What you have to do: Set down, please, exactly the lines below that run from the line with "Thanks @ndporter . Your changes look good." to the line with "(And it's one", both lines included.

Task input:
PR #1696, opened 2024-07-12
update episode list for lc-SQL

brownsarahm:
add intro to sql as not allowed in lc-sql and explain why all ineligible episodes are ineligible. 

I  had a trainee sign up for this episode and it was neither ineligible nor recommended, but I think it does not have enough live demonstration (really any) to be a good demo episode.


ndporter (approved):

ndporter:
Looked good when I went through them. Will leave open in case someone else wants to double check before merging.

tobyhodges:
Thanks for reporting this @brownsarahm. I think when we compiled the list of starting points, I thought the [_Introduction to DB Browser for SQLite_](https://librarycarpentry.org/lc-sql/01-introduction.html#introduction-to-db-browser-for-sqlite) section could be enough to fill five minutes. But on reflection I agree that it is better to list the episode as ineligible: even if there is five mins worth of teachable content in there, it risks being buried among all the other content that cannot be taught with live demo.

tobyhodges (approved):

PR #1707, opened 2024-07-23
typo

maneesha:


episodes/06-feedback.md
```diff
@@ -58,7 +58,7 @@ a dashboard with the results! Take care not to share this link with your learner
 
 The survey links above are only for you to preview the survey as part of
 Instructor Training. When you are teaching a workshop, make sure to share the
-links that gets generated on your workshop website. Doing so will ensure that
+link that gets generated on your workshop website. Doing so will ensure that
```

...

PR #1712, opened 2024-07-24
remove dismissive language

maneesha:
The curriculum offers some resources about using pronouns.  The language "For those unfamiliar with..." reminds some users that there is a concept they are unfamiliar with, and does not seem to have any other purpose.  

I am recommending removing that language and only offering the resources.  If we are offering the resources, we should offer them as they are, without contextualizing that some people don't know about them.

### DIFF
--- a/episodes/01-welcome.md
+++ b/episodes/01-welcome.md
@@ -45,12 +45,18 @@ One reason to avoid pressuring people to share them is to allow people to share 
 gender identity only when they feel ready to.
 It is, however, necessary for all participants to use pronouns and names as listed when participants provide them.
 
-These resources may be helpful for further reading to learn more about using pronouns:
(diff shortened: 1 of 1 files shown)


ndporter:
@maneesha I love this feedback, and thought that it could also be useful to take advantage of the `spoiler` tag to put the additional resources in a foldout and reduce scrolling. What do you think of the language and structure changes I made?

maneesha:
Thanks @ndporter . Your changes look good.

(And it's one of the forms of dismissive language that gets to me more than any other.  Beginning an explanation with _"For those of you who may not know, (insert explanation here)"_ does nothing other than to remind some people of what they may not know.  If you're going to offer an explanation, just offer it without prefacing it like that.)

Solution for this task:
Thanks @ndporter . Your changes look good.

(And it's one of the forms of dismissive language that gets to me more than any other.  Beginning an explanation with _"For those of you who may not know, (insert explanation here)"_ does nothing other than to remind some people of what they may not know.  If you're going to offer an explanation, just offer it without prefacing it like that.)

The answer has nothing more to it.